Taucher sollten drei junge Muscheln und eine Spitzenkoralle entfernen, aber die Tauchbedingungen waren schlechter als erwartet, heißt es in dem Artikel. Infolgedessen mussten die Passagiere länger als erwartet auf See bleiben. Einer von ihnen, Jake Welch, sagte "The Guardian": "Die Spuckbeutel aus den Treppenhäusern waren schnell aufgebraucht.

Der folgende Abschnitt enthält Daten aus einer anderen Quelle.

Issue #921, opened 2021-08-01
dev branch : global_options for TileMap


EnlNovius:
## Enhancement request:

Have a global_options option for the TileMap class that allows to set a default value to all layers that can be overridden by layer_options if needed.  

I have already set up an implementation, do I have to make a pull request? If not, I will propose an implementation here.

EnlNovius:
Pull request sent =)

Cleptomania:
This is merged in and a few minor adjustments to make it fit in better with the rest of the class and maintain a bit of backward compatibility.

Trotz Wiedergutmachung: Passagiere sind enttäuscht

Die Kreuzfahrt wurde laut "The Guardian" so umgeplant, dass das Schiff nur noch drei Häfen in Australien anlief. "Meine Frau und ich sind auf dieser schäbigen Kreuzfahrt ins Nirgendwo. Sehr enttäuschend, ich werde nie wieder mit P&O reisen", schrieb ein Passagier auf einer für die Kreuzfahrt eingerichteten Facebook-Seite.

Welch erzählte dem Guardian, dass P&O den Passagieren zunächst eine 50-prozentige "Gutschrift" für zukünftige Kreuzfahrten angeboten hatte, was einen Aufschrei der Entrüstung auslöste. Laut The Guardian bietet die Reederei den Passagieren nun eine Rückerstattung und eine Gutschrift von 300 Australischen Dollar, umgerechnet 180 Euro, an Bord an. "Wir haben uns das Feedback unserer Gäste angehört und verstehen, dass nicht alle von ihnen wieder mit uns auf Kreuzfahrt gehen wollen", sagte ein P&O-Sprecher der Zeitung.

"Wir entschuldigen uns nochmals für die Änderung der Reiseroute und danken unseren Gästen für ihre Geduld und ihr Verständnis." P&O Australia reagierte nicht sofort auf die Anfrage von Business Insider, die außerhalb der lokalen Arbeitszeiten gesendet wurde.